Go through the data below and return each line where the string "when" appears.
Start of Data in this exercise
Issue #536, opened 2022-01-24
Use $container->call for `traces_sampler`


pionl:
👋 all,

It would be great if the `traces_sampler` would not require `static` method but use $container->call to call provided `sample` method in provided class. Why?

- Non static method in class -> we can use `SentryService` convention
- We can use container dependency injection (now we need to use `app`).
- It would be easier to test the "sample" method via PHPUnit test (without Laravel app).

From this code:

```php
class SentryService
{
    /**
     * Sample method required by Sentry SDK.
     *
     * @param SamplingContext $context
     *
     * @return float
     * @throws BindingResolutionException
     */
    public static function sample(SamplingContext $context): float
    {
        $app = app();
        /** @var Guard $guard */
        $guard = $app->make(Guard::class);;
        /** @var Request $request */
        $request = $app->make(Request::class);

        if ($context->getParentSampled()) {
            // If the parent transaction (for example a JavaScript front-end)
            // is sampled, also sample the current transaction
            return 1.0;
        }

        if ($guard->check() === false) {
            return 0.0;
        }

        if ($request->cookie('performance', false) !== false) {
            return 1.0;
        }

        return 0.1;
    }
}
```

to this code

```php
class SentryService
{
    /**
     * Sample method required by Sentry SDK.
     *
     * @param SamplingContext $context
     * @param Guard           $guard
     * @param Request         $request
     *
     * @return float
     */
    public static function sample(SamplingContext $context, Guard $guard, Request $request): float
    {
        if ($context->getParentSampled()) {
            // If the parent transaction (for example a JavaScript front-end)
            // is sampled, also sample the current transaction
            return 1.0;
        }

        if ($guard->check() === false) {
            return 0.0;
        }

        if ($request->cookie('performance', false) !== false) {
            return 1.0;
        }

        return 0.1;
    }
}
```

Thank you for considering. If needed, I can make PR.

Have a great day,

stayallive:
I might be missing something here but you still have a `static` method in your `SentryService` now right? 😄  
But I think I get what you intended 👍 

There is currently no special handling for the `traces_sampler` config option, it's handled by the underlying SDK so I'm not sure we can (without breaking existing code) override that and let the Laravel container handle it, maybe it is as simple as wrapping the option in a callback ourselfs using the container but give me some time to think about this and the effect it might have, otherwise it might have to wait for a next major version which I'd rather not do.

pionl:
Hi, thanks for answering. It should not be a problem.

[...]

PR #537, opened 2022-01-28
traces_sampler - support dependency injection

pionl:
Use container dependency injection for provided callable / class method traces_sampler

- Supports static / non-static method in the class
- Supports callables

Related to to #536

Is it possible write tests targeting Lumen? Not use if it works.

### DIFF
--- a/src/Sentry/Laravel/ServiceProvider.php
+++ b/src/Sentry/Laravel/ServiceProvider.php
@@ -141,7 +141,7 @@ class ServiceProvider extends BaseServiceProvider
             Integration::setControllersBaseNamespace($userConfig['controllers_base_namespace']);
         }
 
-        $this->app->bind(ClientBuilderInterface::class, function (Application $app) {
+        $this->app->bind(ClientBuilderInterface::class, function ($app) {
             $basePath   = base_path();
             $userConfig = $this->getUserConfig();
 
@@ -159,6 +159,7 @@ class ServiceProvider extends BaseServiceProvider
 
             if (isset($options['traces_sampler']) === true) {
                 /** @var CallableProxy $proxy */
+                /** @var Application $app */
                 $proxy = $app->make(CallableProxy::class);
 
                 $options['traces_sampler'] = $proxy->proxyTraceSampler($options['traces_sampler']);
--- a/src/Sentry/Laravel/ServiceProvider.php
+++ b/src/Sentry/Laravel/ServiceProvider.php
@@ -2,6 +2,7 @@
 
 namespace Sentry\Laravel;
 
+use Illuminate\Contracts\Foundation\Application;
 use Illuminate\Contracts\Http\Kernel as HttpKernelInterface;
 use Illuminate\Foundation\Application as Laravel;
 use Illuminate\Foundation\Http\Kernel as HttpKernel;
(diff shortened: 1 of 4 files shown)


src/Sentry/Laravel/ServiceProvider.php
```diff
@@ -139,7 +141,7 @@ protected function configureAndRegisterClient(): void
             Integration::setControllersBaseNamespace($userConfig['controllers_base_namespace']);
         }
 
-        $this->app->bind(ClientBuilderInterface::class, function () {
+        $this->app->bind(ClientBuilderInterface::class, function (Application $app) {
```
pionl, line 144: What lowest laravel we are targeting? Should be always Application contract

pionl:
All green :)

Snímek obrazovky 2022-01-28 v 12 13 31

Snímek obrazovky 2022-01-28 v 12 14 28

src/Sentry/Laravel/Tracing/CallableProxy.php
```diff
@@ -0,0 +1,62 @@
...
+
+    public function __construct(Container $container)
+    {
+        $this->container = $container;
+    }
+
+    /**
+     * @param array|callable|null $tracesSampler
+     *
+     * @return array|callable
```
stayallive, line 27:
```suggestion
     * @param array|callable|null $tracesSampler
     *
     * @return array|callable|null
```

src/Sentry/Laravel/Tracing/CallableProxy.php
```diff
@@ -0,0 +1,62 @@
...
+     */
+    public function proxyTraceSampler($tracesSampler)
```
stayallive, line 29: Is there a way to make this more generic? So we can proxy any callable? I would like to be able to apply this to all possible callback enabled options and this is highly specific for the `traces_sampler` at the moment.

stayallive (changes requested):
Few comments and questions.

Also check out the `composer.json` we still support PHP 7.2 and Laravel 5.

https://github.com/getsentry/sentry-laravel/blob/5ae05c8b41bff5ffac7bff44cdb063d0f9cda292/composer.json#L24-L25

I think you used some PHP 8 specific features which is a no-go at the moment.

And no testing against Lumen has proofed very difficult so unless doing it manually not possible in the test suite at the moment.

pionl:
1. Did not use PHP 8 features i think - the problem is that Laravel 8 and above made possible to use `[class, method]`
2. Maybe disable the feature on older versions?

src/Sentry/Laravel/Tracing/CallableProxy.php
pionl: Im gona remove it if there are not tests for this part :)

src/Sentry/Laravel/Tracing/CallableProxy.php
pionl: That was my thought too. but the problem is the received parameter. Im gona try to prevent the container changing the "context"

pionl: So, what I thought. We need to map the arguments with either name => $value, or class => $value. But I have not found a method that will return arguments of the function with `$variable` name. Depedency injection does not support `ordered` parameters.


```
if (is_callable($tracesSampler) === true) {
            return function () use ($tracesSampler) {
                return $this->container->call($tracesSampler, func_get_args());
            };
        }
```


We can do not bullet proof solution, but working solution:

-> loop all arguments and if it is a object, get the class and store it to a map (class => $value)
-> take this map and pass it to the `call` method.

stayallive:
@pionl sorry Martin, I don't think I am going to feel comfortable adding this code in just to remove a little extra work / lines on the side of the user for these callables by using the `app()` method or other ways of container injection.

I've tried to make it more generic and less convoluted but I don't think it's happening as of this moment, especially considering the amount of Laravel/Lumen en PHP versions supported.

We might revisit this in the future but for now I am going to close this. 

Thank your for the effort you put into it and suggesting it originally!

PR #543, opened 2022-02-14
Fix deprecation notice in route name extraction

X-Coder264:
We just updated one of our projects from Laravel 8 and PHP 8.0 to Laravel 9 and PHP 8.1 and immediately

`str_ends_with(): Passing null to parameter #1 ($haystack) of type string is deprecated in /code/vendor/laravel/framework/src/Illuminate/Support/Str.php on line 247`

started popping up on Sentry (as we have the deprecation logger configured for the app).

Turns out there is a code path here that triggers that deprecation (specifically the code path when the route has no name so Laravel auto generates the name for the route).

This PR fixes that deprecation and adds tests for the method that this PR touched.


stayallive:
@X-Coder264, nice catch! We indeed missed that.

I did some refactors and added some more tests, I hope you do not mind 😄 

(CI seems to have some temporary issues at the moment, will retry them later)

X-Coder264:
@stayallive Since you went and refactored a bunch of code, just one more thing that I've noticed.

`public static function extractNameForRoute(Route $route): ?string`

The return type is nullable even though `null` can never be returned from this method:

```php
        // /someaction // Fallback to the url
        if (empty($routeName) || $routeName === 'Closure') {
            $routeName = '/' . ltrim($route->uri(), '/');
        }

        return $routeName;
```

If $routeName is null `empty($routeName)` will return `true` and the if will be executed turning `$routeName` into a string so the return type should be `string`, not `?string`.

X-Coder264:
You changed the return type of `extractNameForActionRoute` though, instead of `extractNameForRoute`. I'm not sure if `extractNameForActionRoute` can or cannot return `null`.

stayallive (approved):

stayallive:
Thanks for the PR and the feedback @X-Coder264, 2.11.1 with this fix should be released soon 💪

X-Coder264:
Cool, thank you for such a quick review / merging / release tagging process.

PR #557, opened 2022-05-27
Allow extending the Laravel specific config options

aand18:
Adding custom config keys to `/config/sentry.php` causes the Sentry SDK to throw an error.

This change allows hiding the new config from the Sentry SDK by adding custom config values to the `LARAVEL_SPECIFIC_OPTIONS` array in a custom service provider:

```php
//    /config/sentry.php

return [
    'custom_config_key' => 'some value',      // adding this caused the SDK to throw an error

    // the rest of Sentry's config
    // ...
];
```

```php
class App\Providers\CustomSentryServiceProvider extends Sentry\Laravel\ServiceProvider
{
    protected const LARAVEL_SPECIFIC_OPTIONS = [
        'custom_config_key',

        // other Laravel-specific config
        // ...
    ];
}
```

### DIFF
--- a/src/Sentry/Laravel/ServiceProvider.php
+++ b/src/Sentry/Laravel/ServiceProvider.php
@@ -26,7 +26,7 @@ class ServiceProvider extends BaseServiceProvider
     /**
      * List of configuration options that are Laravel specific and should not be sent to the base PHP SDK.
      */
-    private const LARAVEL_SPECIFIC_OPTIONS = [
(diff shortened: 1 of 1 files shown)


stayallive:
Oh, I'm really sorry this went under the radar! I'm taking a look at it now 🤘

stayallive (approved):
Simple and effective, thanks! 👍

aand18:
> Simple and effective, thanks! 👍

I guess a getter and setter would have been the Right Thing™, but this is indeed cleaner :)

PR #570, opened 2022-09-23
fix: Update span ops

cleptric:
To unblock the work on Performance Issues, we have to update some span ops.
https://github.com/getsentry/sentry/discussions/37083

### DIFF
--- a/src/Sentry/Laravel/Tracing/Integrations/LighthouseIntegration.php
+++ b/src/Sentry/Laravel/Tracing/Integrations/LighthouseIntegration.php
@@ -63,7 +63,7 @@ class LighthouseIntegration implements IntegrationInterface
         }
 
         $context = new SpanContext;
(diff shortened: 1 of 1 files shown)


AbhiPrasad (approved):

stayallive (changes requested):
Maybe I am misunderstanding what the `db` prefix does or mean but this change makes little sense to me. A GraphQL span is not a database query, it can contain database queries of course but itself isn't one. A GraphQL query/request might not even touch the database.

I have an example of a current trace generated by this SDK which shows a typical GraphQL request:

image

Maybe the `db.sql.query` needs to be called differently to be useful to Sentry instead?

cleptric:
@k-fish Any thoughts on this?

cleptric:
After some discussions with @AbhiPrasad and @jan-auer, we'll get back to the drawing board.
End of Data in this exercise
Start of Data in this exercise
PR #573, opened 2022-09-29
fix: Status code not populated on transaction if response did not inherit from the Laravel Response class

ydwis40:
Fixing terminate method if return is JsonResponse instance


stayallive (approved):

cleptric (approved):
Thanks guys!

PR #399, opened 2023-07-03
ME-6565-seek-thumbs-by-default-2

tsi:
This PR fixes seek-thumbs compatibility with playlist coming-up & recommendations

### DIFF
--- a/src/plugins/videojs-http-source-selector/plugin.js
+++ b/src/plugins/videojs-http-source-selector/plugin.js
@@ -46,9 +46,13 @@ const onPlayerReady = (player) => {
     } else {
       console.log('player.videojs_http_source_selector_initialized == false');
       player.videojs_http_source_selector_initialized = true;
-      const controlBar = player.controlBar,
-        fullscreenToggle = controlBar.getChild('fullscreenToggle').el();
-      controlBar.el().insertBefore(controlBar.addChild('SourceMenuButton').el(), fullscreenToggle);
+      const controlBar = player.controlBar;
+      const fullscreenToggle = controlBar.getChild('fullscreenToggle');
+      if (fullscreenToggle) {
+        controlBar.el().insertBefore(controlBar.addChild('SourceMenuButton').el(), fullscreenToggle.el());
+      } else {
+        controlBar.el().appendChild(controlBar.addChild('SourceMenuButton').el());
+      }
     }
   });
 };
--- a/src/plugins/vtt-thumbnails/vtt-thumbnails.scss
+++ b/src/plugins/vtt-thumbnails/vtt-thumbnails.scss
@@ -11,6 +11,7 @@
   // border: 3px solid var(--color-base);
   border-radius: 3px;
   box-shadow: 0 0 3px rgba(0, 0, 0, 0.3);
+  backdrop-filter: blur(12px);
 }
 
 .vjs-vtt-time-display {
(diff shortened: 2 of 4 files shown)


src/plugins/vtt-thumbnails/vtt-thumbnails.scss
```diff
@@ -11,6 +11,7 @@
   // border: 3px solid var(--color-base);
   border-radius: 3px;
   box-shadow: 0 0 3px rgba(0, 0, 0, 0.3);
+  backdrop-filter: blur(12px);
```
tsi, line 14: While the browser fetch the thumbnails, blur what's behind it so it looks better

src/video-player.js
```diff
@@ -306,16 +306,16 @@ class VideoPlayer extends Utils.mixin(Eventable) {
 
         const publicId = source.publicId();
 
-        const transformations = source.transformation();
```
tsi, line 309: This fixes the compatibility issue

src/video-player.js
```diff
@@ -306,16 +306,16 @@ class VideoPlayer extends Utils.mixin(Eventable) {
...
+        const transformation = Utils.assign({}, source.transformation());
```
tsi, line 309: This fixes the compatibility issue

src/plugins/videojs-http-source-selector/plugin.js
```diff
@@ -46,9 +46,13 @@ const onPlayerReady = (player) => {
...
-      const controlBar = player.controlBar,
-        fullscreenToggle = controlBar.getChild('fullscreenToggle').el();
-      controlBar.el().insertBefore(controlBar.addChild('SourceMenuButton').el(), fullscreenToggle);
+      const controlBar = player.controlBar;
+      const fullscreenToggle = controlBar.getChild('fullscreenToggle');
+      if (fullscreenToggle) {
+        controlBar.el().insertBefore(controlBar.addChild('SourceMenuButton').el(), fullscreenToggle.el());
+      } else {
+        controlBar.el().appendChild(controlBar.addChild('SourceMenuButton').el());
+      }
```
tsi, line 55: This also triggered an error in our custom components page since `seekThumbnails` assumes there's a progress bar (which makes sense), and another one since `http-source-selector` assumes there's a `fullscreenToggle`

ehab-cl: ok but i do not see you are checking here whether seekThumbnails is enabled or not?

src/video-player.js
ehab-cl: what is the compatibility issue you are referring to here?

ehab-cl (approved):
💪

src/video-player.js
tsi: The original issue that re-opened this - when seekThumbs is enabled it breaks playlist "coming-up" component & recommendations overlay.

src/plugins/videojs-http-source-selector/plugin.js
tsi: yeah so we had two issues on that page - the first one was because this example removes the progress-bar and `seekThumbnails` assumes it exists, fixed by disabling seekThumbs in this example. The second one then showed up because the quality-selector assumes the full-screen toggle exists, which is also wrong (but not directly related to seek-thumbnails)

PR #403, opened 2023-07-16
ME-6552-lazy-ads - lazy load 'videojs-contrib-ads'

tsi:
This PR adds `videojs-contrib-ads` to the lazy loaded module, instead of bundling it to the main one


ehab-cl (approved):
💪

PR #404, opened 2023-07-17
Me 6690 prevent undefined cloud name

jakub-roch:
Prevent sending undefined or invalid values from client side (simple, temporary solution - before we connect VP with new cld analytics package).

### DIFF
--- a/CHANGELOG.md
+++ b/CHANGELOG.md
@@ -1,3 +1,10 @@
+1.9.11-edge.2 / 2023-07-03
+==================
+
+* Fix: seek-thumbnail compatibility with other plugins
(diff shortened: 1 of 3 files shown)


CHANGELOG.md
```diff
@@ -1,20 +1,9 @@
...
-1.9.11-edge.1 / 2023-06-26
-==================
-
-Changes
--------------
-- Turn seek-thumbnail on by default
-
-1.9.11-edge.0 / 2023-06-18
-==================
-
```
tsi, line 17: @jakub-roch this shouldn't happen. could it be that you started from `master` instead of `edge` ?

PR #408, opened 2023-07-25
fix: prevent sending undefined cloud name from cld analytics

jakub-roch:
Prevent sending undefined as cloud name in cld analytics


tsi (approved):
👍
End of Data in this exercise
Start of Data in this exercise
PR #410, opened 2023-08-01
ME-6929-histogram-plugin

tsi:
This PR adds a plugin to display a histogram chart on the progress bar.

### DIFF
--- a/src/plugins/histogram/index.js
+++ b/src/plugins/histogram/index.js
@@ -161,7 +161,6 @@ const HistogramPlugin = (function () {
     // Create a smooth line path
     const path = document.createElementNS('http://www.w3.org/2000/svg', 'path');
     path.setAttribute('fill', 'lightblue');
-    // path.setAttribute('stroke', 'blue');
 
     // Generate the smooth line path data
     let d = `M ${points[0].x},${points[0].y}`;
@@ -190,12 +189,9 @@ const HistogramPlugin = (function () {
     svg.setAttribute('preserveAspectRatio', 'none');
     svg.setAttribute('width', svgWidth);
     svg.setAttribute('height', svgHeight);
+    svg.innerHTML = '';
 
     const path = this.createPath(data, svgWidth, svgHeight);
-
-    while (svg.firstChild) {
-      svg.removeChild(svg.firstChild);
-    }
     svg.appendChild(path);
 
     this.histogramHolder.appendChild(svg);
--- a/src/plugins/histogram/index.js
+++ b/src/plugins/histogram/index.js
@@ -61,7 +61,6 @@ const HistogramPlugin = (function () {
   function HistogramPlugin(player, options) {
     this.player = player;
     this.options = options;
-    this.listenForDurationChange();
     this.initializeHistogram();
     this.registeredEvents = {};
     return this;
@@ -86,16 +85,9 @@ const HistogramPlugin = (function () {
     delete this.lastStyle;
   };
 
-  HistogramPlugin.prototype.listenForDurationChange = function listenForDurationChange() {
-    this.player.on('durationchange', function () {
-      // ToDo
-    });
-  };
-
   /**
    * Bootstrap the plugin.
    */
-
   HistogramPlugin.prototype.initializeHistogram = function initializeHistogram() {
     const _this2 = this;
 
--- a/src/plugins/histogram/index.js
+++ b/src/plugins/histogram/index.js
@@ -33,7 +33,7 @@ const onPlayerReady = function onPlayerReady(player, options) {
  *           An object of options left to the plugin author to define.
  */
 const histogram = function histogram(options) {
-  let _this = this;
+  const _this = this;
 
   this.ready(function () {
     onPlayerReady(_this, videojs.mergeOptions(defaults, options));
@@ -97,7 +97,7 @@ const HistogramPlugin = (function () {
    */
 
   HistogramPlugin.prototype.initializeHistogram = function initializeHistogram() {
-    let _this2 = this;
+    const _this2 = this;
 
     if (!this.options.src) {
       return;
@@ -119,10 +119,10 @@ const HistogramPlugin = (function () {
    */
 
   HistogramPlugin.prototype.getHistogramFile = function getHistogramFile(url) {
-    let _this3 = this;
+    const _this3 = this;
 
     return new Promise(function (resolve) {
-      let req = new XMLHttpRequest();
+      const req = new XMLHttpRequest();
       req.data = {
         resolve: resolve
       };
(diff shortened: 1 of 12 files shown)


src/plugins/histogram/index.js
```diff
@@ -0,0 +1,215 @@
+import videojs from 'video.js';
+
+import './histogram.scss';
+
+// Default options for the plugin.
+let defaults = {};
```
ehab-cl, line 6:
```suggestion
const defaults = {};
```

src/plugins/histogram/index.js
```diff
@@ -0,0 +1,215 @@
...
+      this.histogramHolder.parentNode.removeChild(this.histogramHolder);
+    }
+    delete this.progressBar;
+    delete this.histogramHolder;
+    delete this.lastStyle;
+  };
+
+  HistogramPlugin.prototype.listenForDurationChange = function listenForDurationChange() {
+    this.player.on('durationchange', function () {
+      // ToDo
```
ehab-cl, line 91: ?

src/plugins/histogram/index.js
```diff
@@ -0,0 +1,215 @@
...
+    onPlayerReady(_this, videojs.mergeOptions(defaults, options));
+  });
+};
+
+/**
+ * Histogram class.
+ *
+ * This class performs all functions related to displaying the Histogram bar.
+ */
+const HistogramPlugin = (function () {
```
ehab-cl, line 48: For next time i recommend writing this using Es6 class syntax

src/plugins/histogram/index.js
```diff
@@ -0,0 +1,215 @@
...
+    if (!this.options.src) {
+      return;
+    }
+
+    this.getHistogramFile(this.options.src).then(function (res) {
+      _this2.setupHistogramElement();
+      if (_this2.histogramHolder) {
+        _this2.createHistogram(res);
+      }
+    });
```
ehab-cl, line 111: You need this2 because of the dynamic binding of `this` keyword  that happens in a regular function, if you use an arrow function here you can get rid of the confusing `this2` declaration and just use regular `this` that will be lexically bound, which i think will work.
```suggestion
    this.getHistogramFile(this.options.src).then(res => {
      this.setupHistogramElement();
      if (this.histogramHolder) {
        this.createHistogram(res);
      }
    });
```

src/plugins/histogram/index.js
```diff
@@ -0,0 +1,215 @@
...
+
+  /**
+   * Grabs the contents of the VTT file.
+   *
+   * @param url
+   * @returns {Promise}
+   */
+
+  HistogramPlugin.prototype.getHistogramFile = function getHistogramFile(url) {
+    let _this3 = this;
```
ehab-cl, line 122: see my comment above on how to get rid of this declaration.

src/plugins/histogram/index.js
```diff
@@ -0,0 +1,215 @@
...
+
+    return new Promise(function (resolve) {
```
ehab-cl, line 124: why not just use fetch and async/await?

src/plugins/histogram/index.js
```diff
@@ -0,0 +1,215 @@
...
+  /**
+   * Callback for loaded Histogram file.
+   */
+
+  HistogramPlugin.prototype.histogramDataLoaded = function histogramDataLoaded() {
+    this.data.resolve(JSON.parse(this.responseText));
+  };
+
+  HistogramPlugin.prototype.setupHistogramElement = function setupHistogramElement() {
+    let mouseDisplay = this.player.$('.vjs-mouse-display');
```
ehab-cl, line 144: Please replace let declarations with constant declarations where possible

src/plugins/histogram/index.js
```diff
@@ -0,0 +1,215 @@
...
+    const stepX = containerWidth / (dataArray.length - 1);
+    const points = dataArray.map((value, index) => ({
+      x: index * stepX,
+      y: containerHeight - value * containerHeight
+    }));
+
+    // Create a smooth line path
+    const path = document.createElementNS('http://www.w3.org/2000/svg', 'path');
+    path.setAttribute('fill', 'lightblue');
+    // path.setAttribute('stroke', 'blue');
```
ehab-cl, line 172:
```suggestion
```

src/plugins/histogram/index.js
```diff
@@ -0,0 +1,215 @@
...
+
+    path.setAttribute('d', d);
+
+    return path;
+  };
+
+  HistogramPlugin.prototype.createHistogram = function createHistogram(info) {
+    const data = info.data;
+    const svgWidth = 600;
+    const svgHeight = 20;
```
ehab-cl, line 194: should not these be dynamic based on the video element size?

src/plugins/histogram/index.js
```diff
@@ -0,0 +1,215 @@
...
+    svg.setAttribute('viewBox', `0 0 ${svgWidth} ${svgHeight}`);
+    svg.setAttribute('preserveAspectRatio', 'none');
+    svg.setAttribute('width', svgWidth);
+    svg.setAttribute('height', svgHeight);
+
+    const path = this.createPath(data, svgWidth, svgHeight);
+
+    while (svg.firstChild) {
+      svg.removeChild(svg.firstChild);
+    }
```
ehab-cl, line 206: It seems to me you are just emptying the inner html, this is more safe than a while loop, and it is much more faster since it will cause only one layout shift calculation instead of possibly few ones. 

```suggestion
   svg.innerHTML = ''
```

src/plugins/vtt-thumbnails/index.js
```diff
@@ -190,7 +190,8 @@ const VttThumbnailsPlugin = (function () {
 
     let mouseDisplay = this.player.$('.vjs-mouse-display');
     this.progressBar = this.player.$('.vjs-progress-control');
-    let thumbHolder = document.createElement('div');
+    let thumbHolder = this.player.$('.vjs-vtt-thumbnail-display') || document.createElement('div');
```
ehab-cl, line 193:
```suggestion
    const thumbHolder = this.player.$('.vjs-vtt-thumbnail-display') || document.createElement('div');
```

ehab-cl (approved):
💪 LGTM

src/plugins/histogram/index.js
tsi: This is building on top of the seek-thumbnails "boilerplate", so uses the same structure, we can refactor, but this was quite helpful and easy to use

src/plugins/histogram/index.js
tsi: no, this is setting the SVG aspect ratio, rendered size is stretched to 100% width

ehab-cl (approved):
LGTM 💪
End of Data in this exercise
**Exercise output:**
Turns out there is a code path here that triggers that deprecation (specifically the code path when the route has no name so Laravel auto generates the name for the route).
tsi: The original issue that re-opened this - when seekThumbs is enabled it breaks playlist "coming-up" component & recommendations overlay.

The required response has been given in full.